いま、私が「聖書の中にも他に例がない」と言ったのはなぜでしょうか。どの聖書を探しても、イエス様が自分でもわからないうちにだれかをいやしていた、という話はないからです。神のいやしは、100%神の主権によるものです。人間がどんなに一生懸命求めても、神のみこころでなければ、何も与えられません。ところがこの長血の女だけは、イエス様の意思と関係なく、力が出ていくということが起こります。今までも、そして、これからも、決してあり得ない、知らないうちに力が引き出されるということが起きたのはなぜか。イエス様は一瞬で悟りました。それは、この力を引き出していった者に、本当の救いを与えるために、父なる神がなされたことなのだ、と。
だからイエス様は、弟子たちが呆れるような大声と態度で、自分に触った者を探し出そうとしました。イエス様は、自分の力が出ていったことを知ったとき、それによってその人の病気がいやされたことはわかったでしょう。しかしそれだけでは、その人は救われたとは言えません。イエス様は、ご自分のもとへ信仰によって近づく者を救われます。だから、自分に触った人を探しました。病のいやしではなく、本当の救いを与えるために。
人は、イエス様の正面に出てこなかったら、本当の救いはありません。この女性について言えば、たとえ長血がいやされたとしても、それが救いではありません。病からの解放が救いではなく、病があってもいのちを感謝することのできる信仰こそが真の救いです。教会には、あらゆる人々が、あらゆる理由で求めを持ってきます。ある人は経済的困窮から脱出したいと願いました。ある人は傷ついた家族関係を回復したいと願いました。困窮していた人に、少なくない金銭的サポートをしたこともありました。家族関係が破綻していた人に、自分にできる援助をしたこともありました。しかし一時的には効果があっても、それでは本質的な解決は生み出さないということを悟りました。イエス・キリストの前に出てきて、自分という人間を胸から心から打ちたたいて、罪人であることを悲しんで、ただこの方しか私を救えないということがわからなければ、すべては一時しのぎで終わってしまいます。本当の救いは、ただイエス・キリスト、私たちのためにいのちを捨てられた方のために、一度は助かった私の命をもう一度あなたにささげますという決意の中でこそ、生み出されていくものです。

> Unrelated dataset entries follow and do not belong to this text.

PR #1555, opened 2024-06-01
Add support for GQL-status objects

injectives:
This update adds support for GQL-status objects defined in the GQL standard.


driver/src/main/java/org/neo4j/driver/Config.java
```diff
@@ -304,15 +315,45 @@ public long fetchSize() {
...
+    public Optional<NotificationSeverity> minimumNotificationSeverity() {
+        return Optional.ofNullable(((InternalNotificationConfig) notificationConfig).minimumSeverity());
+    }
+
+    /**
+     * Returns a set of disabled notification classifications.
+     * @return the {@link Set} of disabled {@link NotificationClassification}
+     * @since 5.22.0
+     */
+    public Set<NotificationClassification> disabledNotificationClassifications() {
```
bigmontz, line 343: Methods and new types introduced should be marked as preview, we wan't to let our interface decisions open for while.

driver/src/main/java/org/neo4j/driver/Config.java
```diff
@@ -304,15 +315,45 @@ public long fetchSize() {
 
     /**
      * Returns notification config.
+     *
      * @return the notification config
      * @since 5.7
+     * @deprecated superseded by {@link #minimumNotificationSeverity()} and
+     * {@link #disabledNotificationClassifications()}
      */
+    @Deprecated
```
bigmontz: We should not deprecate the old methods since the new ones still in preview. The deprecation should be done when we move the new methods to GA

driver/src/main/java/org/neo4j/driver/internal/summary/InternalNotification.java
```diff
@@ -16,86 +16,86 @@
...
+                .map(type -> switch (type) {
+                    case HINT -> NotificationCategory.HINT;
+                    case UNRECOGNIZED -> NotificationCategory.UNRECOGNIZED;
+                    case UNSUPPORTED -> NotificationCategory.UNSUPPORTED;
+                    case PERFORMANCE -> NotificationCategory.PERFORMANCE;
+                    case DEPRECATION -> NotificationCategory.DEPRECATION;
+                    case SECURITY -> NotificationCategory.SECURITY;
+                    case TOPOLOGY -> NotificationCategory.TOPOLOGY;
+                    case GENERIC -> NotificationCategory.GENERIC;
+                });
```
bigmontz, line 44: How do you handle unknown here?

driver/src/test/java/org/neo4j/driver/internal/util/MetadataExtractorTest.java
```diff
@@ -303,20 +313,87 @@ void shouldBuildResultSummaryWithNotifications() {
...
+        var gqlStatusObjectsIterator = summary.gqlStatusObjects().iterator();
+        var firstGqlStatusObject = (Notification) gqlStatusObjectsIterator.next();
+        var secondGqlStatusObject = (Notification) gqlStatusObjectsIterator.next();
+        assertEquals(firstNotification, firstGqlStatusObject);
+        assertEquals(secondNotification, secondGqlStatusObject);
+    }
+
+    @Test
+    @SuppressWarnings({"deprecation", "OptionalGetWithoutIsPresent"})
+    void shouldBuildResultSummaryWithGqlStatusObjects() {
```
bigmontz, line 349: It might be good to also exercises filling the default for  missing values like the diagnostic_record, diagnostic_record.OPERATION, and so on.

driver/src/main/java/org/neo4j/driver/summary/GqlStatusObject.java
```diff
@@ -0,0 +1,45 @@
...
+     * The GQLSTATUS description.
+     * @return the GQLSTATUS description
+     */
+    String statusDescription();
+
+    /**
+     * Returns the diagnostic record.
+     * @return the diagnostic record
+     */
+    Map<String, Value> diagnosticRecord();
```
bigmontz, line 46: We should have a way to simple way of printing the value for human inspection.

bigmontz (changes requested):
We should not deprecate the current apis yet and the new apis should be released as preview.

driver/src/main/java/org/neo4j/driver/summary/GqlStatusObject.java
injectives: We get this from Java and our `Value` implementations. See the example below:
```
System.out.println(firstGqlStatusObject.diagnosticRecord());

{_classification="SECURITY", OPERATION_CODE="", OPERATION="", _severity="WARNING", CURRENT_SCHEMA="/", _position={column: 424242, offset: 42, line: 4242}}
```

driver/src/test/java/org/neo4j/driver/internal/util/MetadataExtractorTest.java
injectives: Good point, this have been added. 👍

driver/src/main/java/org/neo4j/driver/internal/summary/InternalNotification.java
injectives: An empty `Optional` is returned in such case.

driver/src/main/java/org/neo4j/driver/Config.java
injectives: Good point, done. 👍

driver/src/main/java/org/neo4j/driver/Config.java
injectives: Good point, updated. 👍

driver/src/main/java/org/neo4j/driver/summary/ResultSummary.java
```diff
@@ -82,12 +84,24 @@ public interface ResultSummary {
...
      */
     List<Notification> notifications();
 
+    /**
+     * Returns a sequenced set of GQL-status objects resulting from the request execution.
+     *
+     * @return the sequenced set of GQL-status objects
+     * @since 5.22.0
+     */
+    Set<GqlStatusObject> gqlStatusObjects();
```
bigmontz, line 105: Missing @preview here.

driver/src/main/java/org/neo4j/driver/internal/summary/InternalNotification.java
bigmontz: This is the way you already did with the legacy Notification, so this is fine.

driver/src/main/java/org/neo4j/driver/summary/ResultSummary.java
injectives: Thanks!

bigmontz (approved):
🔔

driver/src/main/java/org/neo4j/driver/summary/Notification.java
```diff
@@ -28,7 +30,7 @@
  * @since 1.0
  */
 @Immutable
-public interface Notification {
+public interface Notification extends GqlStatusObject {
```
meistermeier, line 33: Why not use the `GqlStatusObject` (resp. the `InternalGqlStatusObject`) as a delegate within `(Internal)Notification`?
The inheritance seems to create more dependency and replacing `Notification` with `GqlStatusObject` in the future becomes much more complicated than just "extracting" the delegate object and make it a first level entity.

driver/src/main/java/org/neo4j/driver/NotificationCategory.java
```diff
@@ -17,50 +17,48 @@
...
-import org.neo4j.driver.internal.InternalNotificationCategory;
-import org.neo4j.driver.internal.InternalNotificationCategory.Type;
 
 /**
  * Notification category.
  *
  * @since 5.7
  */
-public sealed interface NotificationCategory extends Serializable permits InternalNotificationCategory {
+public sealed interface NotificationCategory extends Serializable permits NotificationClassification {
```
meistermeier, line 26: I don't like the interface permits but also depends on implementation (here enum reference). But on the other hand this should get deprecated and later just the `NotificationClassification` stays, or?

driver/src/main/java/org/neo4j/driver/Config.java
```diff
@@ -768,6 +810,42 @@ public ConfigBuilder withNotificationConfig(NotificationConfig notificationConfi
...
+         * Sets a set of disabled classifications for notifications produced by the server.
+         *
+         * @param disabledNotificationClassifications the set of disabled notification classifications
+         * @return this builder
+         * @since 5.22.0
+         */
+        @Preview(name = "GQL-status object")
+        public ConfigBuilder withDisabledNotificationClassifications(
+                Set<NotificationClassification> disabledNotificationClassifications) {
+            var disabledCategories = disabledNotificationClassifications == null
```
meistermeier, line 840: I don't know if it's worth extracting the conversion of categories. It is the same code as in the `GqlNotificationConfig`.

meistermeier (commented):
Completely ignored the bits around the communication layer because I have not much knowledge here.
Some remarks on dependencies and inheritance.

driver/src/main/java/org/neo4j/driver/NotificationCategory.java
injectives: Exactly. The `NotificationClassification` should replace the `NotificationCategory`.

driver/src/main/java/org/neo4j/driver/summary/Notification.java
injectives: Closing as we have discussed this now.

driver/src/main/java/org/neo4j/driver/Config.java
injectives: Closing as we have discussed this now.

もし彼女が後ろからイエス様の着物に触ったあと、群衆にまぎれてそっと離れていったらどうなっていたでしょうか。その日から、長血に苦しまなくてすむ、バラ色の日々が始まったでしょうか。始まりません。なぜなら、過ぎ去った12年間の日々に意味を見いだすことができていないからです。救いは、どんな過去も、現在も、未来も、すべてに意味があるという感謝を生み出します。たとえ今日病が治り、明日は健康な日であったとしても、彼女の過去12年間は傷つけられたままです。それがいやされなければ、彼女の心には、これからも闇が離れず、圧倒的な救いの喜びは訪れません。
救いとは、過去は変わらずに現在と未来だけが変わっていくという中途半端なものではありません。傷、痛み、怒り、憎しみ、そのようなものにとらわれていた過去もまた光輝いていくのが本当の救いです。多くの人々が、過ぎ去った過去に囚われて生きています。過去を幸せな日々だったと懐かしむ人もいれば、今の自分がこんなに苦しんでいるのはあの過去の日々や経験のせいだと憎む者もいます。いずれにしても、過去を正しく扱うことができないという点では同じです。しかし私たちがイエス・キリストの正面に出てきて、この方のまなざしの中に頭を垂れるとき、この方と出会うために、自分の過去すべてがあることを悟ります。過去のすべてが意味あるものに変わり、何があっても恐れることのない人生が始まります。どんなにおぞましい過去であろうと、その一番暗い底にさえ神がいてくださったとすれば、これからの人生で、何を恐れる必要があるのか、と告白することができます。
イエス様は彼女に「娘よ」と呼びかけられました。まさに娘を捜し回っていた父のように、イエス様は優しい目を彼女に向けられました。その時、彼女は気がついたのです。この12年間、私はひとりではなかったのだ、と。神さえもうらんだ12年間、しかし神は私をこの間もずっと探し続けておられたのだと。そのとき彼女の過去も現在も未来もすべてが光の中に招き入れられました。これが救いです。病が治ることが人生の解決ではなく、イエス・キリストと顔と顔を合わせるところに人生の解決があります。イエス様の正面に出ましょう。顔と顔を合わせて語り合い、祝福のことばをいただきましょう。神は、それを彼女だけではなく、あなたにも与えたいと願っておられるのですから。